Diversity Policy

The Policy aims to ensure that optimal and sound decision-making is achieved by diversifying the composition of the Company’s Board of Directors .

Board Diversity Policy

Whistle-Blowing Policy
This policy is issued to provide a system and venue for the proper submission, handling, or resolution of employees’ complaints or disclosures regarding violations of corporate governance rules, questionable accounting or auditing matters, and offenses covered by the Company’s existing Code of Discipline or equivalent policy. This policy likewise contains procedures to protect from any retaliation an employee/person who reveals illegal/unethical behavior by others.

Whistle Blowing Policy

Conflict of Interest Policy
This policy ensures that all work-related decisions, actions or inactions of Philex Mining’s directors, officers, employees, and consultants are above-board and based on sound business principles and judgment, and devoid of bias or partiality.

Conflict of Interest Policy

Policy on Gifts, Entertainment, and Sponsored Travels
This policy provides the general guidelines for directors, employees, and consultants on how to handle gifts, entertainment, and sponsored travel offered by third parties.

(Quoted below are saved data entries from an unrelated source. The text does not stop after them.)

PR #503, opened 2022-08-15
Fix Go source code formatting

adriansmares:
#### Summary

This PR formats the Go files using `gofumpt`. No review required.

### DIFF
--- a/website/tools/build/pkg/hugo/hugo.go
+++ b/website/tools/build/pkg/hugo/hugo.go
@@ -64,7 +64,7 @@ func copyImage(sourceFile string, destinationFile string, e *devicerepository.En
 			return err
 		}
 
-		err = ioutil.WriteFile(destinationFile, input, 0644)
+		err = ioutil.WriteFile(destinationFile, input, 0o644)
 		if err != nil {
 			return err
 		}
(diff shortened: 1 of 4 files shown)


website/tools/build/pkg/hugo/hugo.go
```diff
@@ -103,8 +102,7 @@ func createFileFromTemplate(templatePath string, output string, tp *TemplateData
 
 // CreateContentSingleDevice generates the hugo content files in markdown
 func CreateContentSingleDevice(dir config.Dir, drs devicerepository.Store) error {
-
-	_ = os.Mkdir(dir.Hugo.Devices, 0700)
+	_ = os.Mkdir(dir.Hugo.Devices, 0o700)
```
mjamescompton, line 105: Out of interest @adriansmares what is the need for the lowercase `o` ?

adriansmares: It doesn't change anything semantically, it just makes things consistent with the rest of the notations that exist in Go (`0x` for hex, `0b` for binary). The formatter (`gofumpt`) does this automatically for consistency purposes. 

I recommend setting it in your VSCode settings as the formatter for Go in order to save time.

PR #510, opened 2022-08-22
Adding GWF RCM-LRW10 device

maebli:
adding gwf device rcm-lrw10


maebli:
I need to adjust the image as it is not official. I will make a new pull request and sign with the correct image

PR #515, opened 2022-08-24
Fixed fw-version format and removed optional info

rannolucST:
#### Summary

Shortened fw version field (max 32 char) and removed optional OperatingConditions info

#### Changes

- ...
- ...

#### Notes for Reviewers

...

#### Release Notes

- ...


johanstokking:
@rannolucST thanks for your submission. Please do not check in the executables in `bin`. I'll make sure they are ignored by `.gitignore`

rannolucST:
@johanstokking Ok, do we need another commit without the two executables or ok as it is for now?

johanstokking:
Looks very good otherwise!

Jaime-Trinidad (approved):

PR #524, opened 2022-08-31
Normalized schema additions

pablojimpas:
#### Summary

References #395 

#### Changes

- Introduce a new object for soil measurements.
- Add CO2 and light intensity properties to the air object.

#### Notes for Reviewers

- Some definitions are extracted, even though they are really simple. I've done this because I think it's a good practice to have quantities and their context decoupled as much as possible, that way quantities can be reused as the schema evolves. This is problematic in some cases, for example, the atmospheric pressure has a range that may not be suitable for industrial valves, in this case I think it makes more sense to maintain specific definitions inside each context.
- I've set the maximum of electrical conductivity based on the most conductive metal, silver. https://www.tibtech.com/conductivite. In practice, this is probably overkill.
- I haven't set a closed range for the pH scale based on this: https://pubs.acs.org/doi/pdf/10.1021/ed083p1465. In practice, maybe it makes more sense to set it to [0, 14] since most sensors in the edge aren't able to measure very high or very low values https://pubs.acs.org/doi/abs/10.1021/ac60120a014. I haven't extracted the pH because it is ridiculously simple with these assumptions. 
- I have only added a small batch of new measurements for now, let me know if you prefer larger PRs, I leave this as a draft until we agree on the right size.

#### Release Notes

- Added support for soil measurements, CO2 and light intensity in the normalized payload schema.


lib/payload.json
```diff
@@ -20,6 +20,23 @@
       "description": "Speed (m/s)",
       "minimum": 0
     },
+    "conductivity": {
+      "type": "number",
+      "description": "Electrical conductivity (dS/m)",
```
johanstokking, line 25: Why `dS/m` and not `S/m`?

lib/payload.json
```diff
@@ -34,6 +51,40 @@
...
+              "$ref": "#/definitions/temperature"
+            },
+            "EC": {
+              "description": "Soil electrical conductivity (dS/m)",
+              "$ref": "#/definitions/conductivity"
+            },
+            "pH": {
+              "description": "Soil pH level (open-ended scale)",
+              "type": "number"
+            },
```
johanstokking, line 72: I would say that `[0..14]` is a sensible practical range, indeed for the environment we're aiming at.

If we define validity (ranges, patterns) I think we should extract it to its own definition.

lib/payload.json
```diff
@@ -34,6 +51,40 @@
...
+          "properties": {
+            "moisture": {
+              "description": "Soil moisture (%)",
+              "$ref": "#/definitions/percentage"
+            },
+            "temperature": {
+              "description": "Soil temperature (°C)",
+              "$ref": "#/definitions/temperature"
+            },
+            "EC": {
```
johanstokking, line 65: Keys need to be lowerCamelCase, and if the first part is an abbreviation then it's lowercase; `ec`.

(otherwise uppercase, like `httpClient` vs `newHTTPClient`)

Same for `n`, `p` and `k` below.

lib/payload.json
```diff
@@ -50,6 +101,14 @@
               "description": "Atmospheric pressure (hPa)",
               "minimum": 900,
               "maximum": 1100
+            },
+            "CO2": {
```
johanstokking, line 105:
```suggestion
            "co2": {
```

johanstokking (commented):
Thanks! Few minor comments

I think it's useful to add a depth indicator to `soil` as well. It would be a value in centimeters.

lib/payload.json
pablojimpas: I choose `dS/m` because it's the most common nowadays for soil science:

- https://www.nrcs.usda.gov/Internet/FSE_DOCUMENTS/nrcs142p2_052803.pdf
- https://www.sdsoilhealthcoalition.org/technical-resources/chemical-properties/soil-electrical-conductivity/
- https://www.metergroup.com/en/meter-environment/education-guides/soil-electrical-conductivity-complete-guide-measurements
- https://www.fondriest.com/environmental-measurements/parameters/water-quality/conductivity-salinity-tds/

We could also use another more traditional unit like `μS/cm` or `mS/cm` which I think are more common in water measurements.

johanstokking: I see... so are we making the units domain specific (`dS/m` in `soil`), or do we go with the SI units everywhere (`S/m`)?

It also relates to the concentration; we could also use percentage there.

I tend towards going with domain specific units; so if soil moisture is expressed in `dS/m`, let's go with that. But if we do, then we shouldn't use a root definition for this.

lib/payload.json
```diff
@@ -20,6 +20,34 @@
       "description": "Speed (m/s)",
       "minimum": 0
     },
+    "depth": {
+      "type": "number",
+      "description": "Depth from the surface (cm)",
+      "minimum": 0
+    },
```
johanstokking, line 27: Every addition triggers new ideas.... I guess the first definitions here take time and then things fit in more naturally.

About depth; it's actually a position indicator. How about an object with longitude, latitude, altitude (above sea level) and accuracy? Those fields would come from a GPS receiver. That GPS receiver may not be in the same position as the sensor (if the GPS is above ground and the sensor is a meter under ground), so we may want to indicate a (relative) "level" (+/-) from that position. It's also useful for the wind sensor (which may be higher than the GPS receiver).

If we put a more generic level in the payload root (like now), developers may run into problems with combining measurements that are taken at different levels (i.e. wind sensor and a soil moisture sensor in one device). So would it be wise to assume that `depth` is the soil level (always positive, going from surface to ground) and so it should be in `soil`, to allow for an `elevation` in `wind`? Or would we have a generic `level` field in the root and if there are conflicts, require returning an array with different `level`s? I don't think that having both `elevation` and `depth` in the root is a good idea.

johanstokking: On this note; does the codec always know the depth in centimeters? Or do we have an alternative scalar value?

Our friends from @decentlab for instance have this DL-SMTP ([datasheet](https://cdn.decentlab.com/download/datasheets/Decentlab-DL-SMTP-datasheet.pdf)) device (which you may know) and it seems to use relative levels. 

BTW, about the soil moisture value that the sensor transmits:

>The soil moisture values are in the range of –5 to +120. The moisture sensors are calibrated to return
0.000 in air and 100.000 in water. Please note that the returned values ARE NOT soil moisture readings
in percents, but simply a scaled frequency unit (SFU). Please refer to AquaCheck documentation for the
conversion of SFU to volumetric water content.

Is this something that requires another field for soil moisture, or do you think that the conversion from this SFU to volumetric water content (%) can be done in the codec? Or would that need to be calibrated by the application?

lib/payload.json
pablojimpas: > I see... so are we making the units domain specific (`dS/m` in `soil`), or do we go with the SI units everywhere (`S/m`)?

It depends on how much we want to go down the rabbit hole and work to maintain the normalized schema:

- At one end, we can abstract everything using generic SI units for all properties, and then the application developer will do the conversion to whatever unit makes more sense for each context. However, this approach leaves much of the potential on the table for the new standardized payload.
- The other option is to try to be specific and carefully choose the units for each quantity-context combination, this will make the life easier for app developers in general, but edge cases could also appear.

Given that we are making the effort of creating this new format, I lean towards the second option, that way TTS will provide useful values for integrations out-of-the-box, without needing conversions in the application side, at least for the majority use cases.

lib/payload.json
pablojimpas: These are good points, I hadn't thought of them before.

Let's see, we already have an array of `measurements` in the normalized payload, would it be too much to ask for each device's normalization function to separate a payload into multiple `measurements` to avoid conflicts? For example:

This decoded payload:
```json
{
  "soilMoistureAtSurface": 11.2,
  "soilMoistureAtLevel6": 15.5,
  "windSpeed": 5.1
}
```

would become:
```json
[
  {
    "soil": {
      "depth": 0,
      "moisture": 11.2
    }
  },
  {
    "soil": {
      "depth": 60,
      "moisture": 15.5
    }
  },
  {
    "wind": {
      "elevation": 10,
      "speed": 5.1
    }
  }
]
```

That's leaving too much responsibility to the uplink normalizer function, but this is the first thing that came to my mind to solve this and support every use case possible.

Regarding the conversion units specific to the manufacturer, such us levels or scaled units from the calibration process, I think that those should be handled in the normalizer function as well (assuming that the info needed to make the conversion comes in the payload). The normalized format should only expose units that are "universally" relevant in the domains the data may be used, in the example above: SFU should be converted to volumetric water content (%). Otherwise, we will be leaking manufacturer specific details to applications, the same thing that we already have today with standard payloads.

johanstokking: > That's leaving too much responsibility to the uplink normalizer function, but this is the first thing that came to my mind to solve this and support every use case possible.

Yes this is also exactly what I think we should do.

---

> Regarding the conversion units specific to the manufacturer, such us levels or scaled units from the calibration process, I think that those should be handled in the normalizer function as well (assuming that the info needed to make the conversion comes in the payload)

I mean the situation where the end device isn't even aware of the depth. Let's say uncle George sticks a soil moisture sensor in his vinyard and only he knows he deep he put it in.

Just for clarity: I do still think we need a field for depth in centimeters. I just think we also need a field for a more generic "level" (number, starting from 0) that the application can map to a depth based on context.

In the long run, what else we should do in the device repository, is add (installation) state. Each device could declare what's relevant to know for an installed device (like depth), and the values would be part of the `input` to the codecs, so that the codecs can use those values as multipliers or references (if needed). In TTS Console, we could render a form to configure that state per device.

---

> The normalized format should only expose units that are "universally" relevant in the domains the data may be used, in the example above: SFU should be converted to volumetric water content (%). Otherwise, we will be leaking manufacturer specific details to applications, the same thing that we already have today with standard payloads.

Agreed

johanstokking (dismissed):

lib/payload.json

Policy on Gifts, Entertainment, and Sponsored Travels

Vendor Relations Policy
This policy seeks to uphold the highest professional standards of business practices, core values, and ethics in the company’s dealings with its suppliers in the procurement of products and services.

Vendor Relations Policy

Policy on Dealings in Company Shares of Stock
This policy as amended provides guidelines and disclosure requirements on dealings of corporate insiders in shares of stock. The amendment required all concerned directors, officers and/or employees to report to Compliance Officer all respective dealings in company shares within two (2) business days and for the Company to disclose the same within three (3) business days from date of transaction.

Policy on Dealings in Company Shares of Stock

Related Party Transaction (RPT) Policy
This Policy ensures proper review, approval, and reporting of transactions between the Company and Related Parties. This likewise provides the definition of Material and/or Significant RPT based on threshold amount over specific period, and the role of Corporate Governance and Audit Committee with respect to the same.
As matter of policy and procedure, all Material and/or Significant RPT shall be subject to review and endorsement by the Corporate Governance Committee   and with the concurrence of   all Independent Directors prior to approval by the Board.

Related Party Transactions Policy

Directors and Officers’ Orientation and Training Policy
This Policy seeks to formalize the Company’s practice on the orientation and training programs for directors. It applies to all BOD members and officers with the rank of Vice President (VP) and above.

Directors and Officers’ Orientation Policy

Board Performance Appraisal/ Assessment Policy
This policy enables the Board to periodically identify overall strengths and specific areas for improvements based on results of assessment, and to obtain important feedback and views from the members of the Board which will collectively form part of Company’s overall strategy, performance and/or future directions or endeavors.